CENTCOM confirmed GBU-72 penetrators were used against Fordow. Whether the underground enrichment halls were destroyed has not been independently confirmed. The IAEA has no current inspector access.Source: CENTCOM
Can the GBU-57 destroy Fordow?
The GBU-57 Massive Ordnance Penetrator was the weapon designed to defeat Fordow. Defence analysts confirmed it was not used in the opening weeks of the 2026 campaign. The GBU-72 was confirmed used, but its effectiveness against Fordow's depth has not been independently verified.Source: The War Zone / Army Recognition
How deep underground is Fordow?
Fordow is built approximately 100 metres inside a mountain, making it resistant to conventional bunker-busting munitions. Only the GBU-57 Massive Ordnance Penetrator is considered capable of reaching its enrichment halls.Source: The War Zone / Army Recognition
Is Fordow operational after the 2026 strikes?
Operational status is unknown. IAEA inspectors have no access. The IAEA Director General assessed that Iran's enrichment capacity and stockpile likely survive even if surface infrastructure was damaged.Source: IAEA
How does Fordow compare to Natanz?
Both are underground Iranian enrichment facilities. Fordow is built inside a mountain at 100m depth and is considerably harder to destroy than Natanz. Both were targeted in the 2026 campaign with deep-penetration munitions; Fordow requires heavier weapons to reach its enrichment halls.Source: Lowdown

Background

Fordow is Iran's most hardened nuclear facility and the one site US-Israeli strikes could not credibly destroy without the GBU-57 Massive Ordnance Penetrator. Built 100 metres inside a mountain near Qom, the facility was designed to survive conventional bunker-busters. Defence analysts confirmed that only GBU-31 2,000-lb munitions were used in the opening weeks of the 2026 campaign, weapons that penetrate just 1-2 metres of reinforced concrete, far short of Fordow's depth . CENTCOM later confirmed the GBU-72 Advanced 5K Penetrator was used against nuclear sites including Fordow .

Fordow houses around 2,700 centrifuges and was Iran's primary site for enrichment to 60% U-235 before inspectors were expelled.
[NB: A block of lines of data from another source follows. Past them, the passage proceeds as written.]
PR #1609, opened 2026-08-09
Implemented: Do not expose services as REST endpoints when setting export=true in service definitions

Criux:
Implemented: Services whose definitions set export="true" no longer automatically also create a REST endpoint that exposes the service. The goal of this change is to:

* Reduce the risk that services are implicitly exposed as REST services, when this was not the original intent of the developer
* Unify the way REST endpoints are declared by creating a *rest.xml in an OFBiz component
* Make the implementation of the rest-api component simpler

Thanks to everyone that participated in the discussion about this change here: https://lists.apache.org/thread/jhqs0b3s3bkdd7rhgzpr131c3sfxsfxj


jacopoc:
Hi @Criux, the implementation looks good to me, thank you!

mridulpathak:
@Criux Nice cleanup. A few notes,

1. ApiServiceRequest and JsonifiedParamConverterProvider were only used by deleted OFBizServiceResource, so I think they could go too.
2. ServiceNotFoundException and MethodNotAllowedException were only used by deleted ServiceRequestFilter/ServiceRequestProcessor, they could go too.
3. OFBizResourceScanner.isIgnored() was ignoring only the deleted OFBizServiceResource, I think it can be removed including the static IGNORED Set.
4. OFBizOpenApiReaderTest.java:166 (`when(service.isExport()).thenReturn(true);`) can be deleted.

Criux:
Thank you everyone for reviewing the changes and especially thank you to @mridulpathak for your recommendations. I have added them to this PR as well.

PR #1644, opened 2026-08-13
Improve controller request/view resolution - suffix-selected

ashishvijaywargiya:
Tighten how suffix-selected views resolve against their owning request map, with related view-map adjustments and test coverage.


ashishvijaywargiya:
Thank you @Krishnauprit18 for you help.

PR #1649, opened 2026-08-14
Every ofbiz-launched dev server needs test classes on its classpath,

ashishvijaywargiya:
Every ofbiz-launched dev server needs test classes on its classpath, not just one started with --test/-t: webtools' "Run Test" screen (RunTestEvents -> TestRunContainer) loads jupiter-test-suite/junit-test-suite classes by name inside whatever JVM is already running, regardless of how that JVM was started. OFBIZ-13402 moved those classes out of src/main/* (and so out of sourceSets.main) to keep them out of release artifacts; this task is a local dev-run launcher, never a release-packaging task, so widening its classpath here doesn't reintroduce test code into anything that gets distributed.


ashishvijaywargiya:
Already committed the changes in a separate PR - https://github.com/apache/ofbiz-framework/pull/1655, so we can close this one.

PR #1694, opened 2026-08-21
Fixed: error in creating category image content. (OFBIZ-12011)

rehan3586:
Fixed: error in creating category image content
(OFBIZ-12011)

Explanation: the root cause was essentially a combination of incorrect parameter/field handling and missing ID propagation between the services involved in the category image upload process.

The fix ensures that the uploaded image is correctly received, its data resource is maintained, the generated content remains identifiable, and any service failure is properly surfaced

Thanks:
Aakash Jain for reporting the issue.

### DIFF
--- a/applications/product/src/main/groovy/org/apache/ofbiz/product/product/category/CategoryContentServicesScript.groovy
+++ b/applications/product/src/main/groovy/org/apache/ofbiz/product/product/category/CategoryContentServicesScript.groovy
@@ -24,6 +24,7 @@ import org.apache.ofbiz.base.util.UtilDateTime
 import org.apache.ofbiz.entity.GenericValue
 import org.apache.ofbiz.entity.util.EntityUtil
 import org.apache.ofbiz.service.ModelService
+import org.apache.ofbiz.service.ServiceUtil
 
 /**
  * Create Content For Product Category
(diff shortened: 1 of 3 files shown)


applications/product/src/main/groovy/org/apache/ofbiz/product/product/category/CategoryContentServicesScript.groovy
```diff
@@ -176,23 +177,33 @@ Map createDownloadContentForCategory() {
...
     contentMap.contentTypeId = 'DOCUMENT'
     Map creConRes = run service: 'createContentFromDataResource', with: contentMap
+    if (!ServiceUtil.isSuccess(creConRes)) {
+        return creConRes
+    }
     createCategoryContent.contentId = creConRes.contentId
 
-    createCategoryContent.contentId = parameters.contentId
-    run service: 'createCategoryContent', with: createCategoryContent
+    Map createCategoryResult = run service: 'createCategoryContent', with: createCategoryContent
```
vyasdevanshu, line 204: We should add service response handling here for the createCategoryContent call because if the service fails, the contentId will be added to the createCategoryResult, which is an error result.
Also, the contentId is optional=false in the service definition of this service, as it has to be returned properly in case of success.
Please check if this is properly handled here.

Abhishek-Kushwaha-1999: Hi @vyasdevanshu, Added check to handle the error if the service return.

rehan3586: @devanshu-vyas,

Thanks for the feedback. I have added the required condition to handle service error.

vyasdevanshu: Thanks.

PR #1701, opened 2026-08-23
Add batch test-run REST endpoint

ashishvijaywargiya:
Adds a batch endpoint on top of the existing test-run REST API in framework/testtools, fanning a
full-suite run out to multiple components in one call, tracked under one batchId:

  POST /rest/testtools/testruns/batch
  GET  /rest/testtools/testruns/batch/{batchId}

With no components list, every component that has a testdef and has the test execution API
enabled is queued automatically. With an explicit components list, an empty list is rejected
outright, and every named component must itself be known, have a testdef, and be enabled, or the
whole call is rejected up front naming which entries were invalid - no batch is ever queued from
an invalid or empty list. A component that passes this upfront check but still fails its actual
test run (e.g. a testdef that resolves to zero tests) is omitted from the batch rather than
failing the whole call, the same way an auto-discovered component would be. Each queued component
always runs its whole suite through the existing runTestSuite service, called as a plain Java
method, not through the service engine, so the batch stays serialized on the same single-threaded
executor runTestSuite already uses - no new concurrency anywhere in this change.

getBatchTestRunStatus polls a batch's aggregate status (QUEUED/RUNNING/PASSED/FAILED/ERROR,
rolled up from its children's own tracked statuses) plus each component's own runId/status/
resultSummary, reusing the same response shape GET testruns/{runId} already returns for that
runId.

No change to the existing single-component runTestSuite/getTestRunStatus contract, except one
additive field: getTestRunStatus's response now also includes runId alongside the existing
status/componentName/resultSummary.

Testing

- Unit tests for BatchRunTracker, BatchRunServices, and the extended TestRunServices: all
  passing, including status-rollup precedence (a batch with one ERROR and one FAILED child rolls
  up to ERROR, not FAILED, etc.), duplicate-component-list dedup, and rejecting a batch where
  every requested component's runTestSuite call fails outright rather than silently reporting
  PASSED with zero children.
- Full testIntegration run: all suites passing, zero regressions.
- Manual verification against a running server: auto-discovery batch across every enabled
  component, explicit-list batch, both 422 edge cases (an unknown component in an explicit list;
  the test execution API disabled globally), and the existing single-component endpoint's
  unaffected behavior plus the additive runId field.

### DIFF
--- a/framework/testtools/api/testruns.rest.xml
+++ b/framework/testtools/api/testruns.rest.xml
@@ -41,5 +41,14 @@ under the License.
         <operation verb="get" description="Get a test run's status" path="{runId}">
             <service name="getTestRunStatus"/>
         </operation>
+
+        <operation verb="post" description="Trigger a batch test-suite run across multiple components"
+                   path="batch" consumes="application/json">
+            <service name="runBatchTestSuite"/>
+        </operation>
+
+        <operation verb="get" description="Get a batch run's status" path="batch/{batchId}">
+            <service name="getBatchTestRunStatus"/>
+        </operation>
     </resource>
 </api>
--- a/framework/testtools/servicedef/services.xml
+++ b/framework/testtools/servicedef/services.xml
@@ -78,7 +78,7 @@ under the License.
             Exposed directly via the generic, framework-owned framework/testtools/api/testruns.rest.xml
             endpoint (GET /rest/testtools/testruns/{runId}) - same caution as runTestSuite above applies to
             any component-owned *.rest.xml.</description>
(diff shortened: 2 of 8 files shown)


jacopoc:
Hi @ashishvijaywargiya 

Could you please have a look at the following warning message generated by the code at line 330 of the TestRunServicesTest class? Thanks!

ashishvijaywargiya:
Thank you @jacopoc for letting me know about this. 

I just fixed the warning in the below PR:

https://github.com/apache/ofbiz-framework/pull/1801

PR #1717, opened 2026-08-24
Improved: authorization checks on Catalog and Order Manager helper routes

Krishnauprit18:
Improved: authorization checks on Catalog and Order Manager helper routes
- getChild and getProductStoreGroupRollupHierarchy in the Catalog Manager
  now require login and a CATALOG _VIEW permission check, matching the
  pattern used elsewhere in this package.
- Order Manager's quickadd request-map and view-map no longer carry a
  stray auth=false override, so it follows the webapp's normal login
  requirement like its sibling views.


ashishvijaywargiya:
@Krishnauprit18 thank you for your contribution on this issue.

PR #1736, opened 2026-08-26
Reject party/role combinations the party does not hold for BudgetRole (OFBIZ-12371)

karthikchundi-commits:
### Jira ticket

The IAEA has been denied access for over eight months. Iran holds 440.9 kg of 60%-enriched uranium across its facilities; if further enriched to weapons-grade 90%, that stockpile is sufficient for approximately seven nuclear devices. IAEA Director General Grossi assessed that military action cannot eliminate Iran's nuclear programme .

The IAEA disclosed in early March 2026 that Iran has a fourth enrichment site at Isfahan, whose operational status inspectors cannot determine . Fordow's survival matters beyond the physical: it is Iran's insurance against surface-level destruction elsewhere and the centrepiece of its deterrent posture.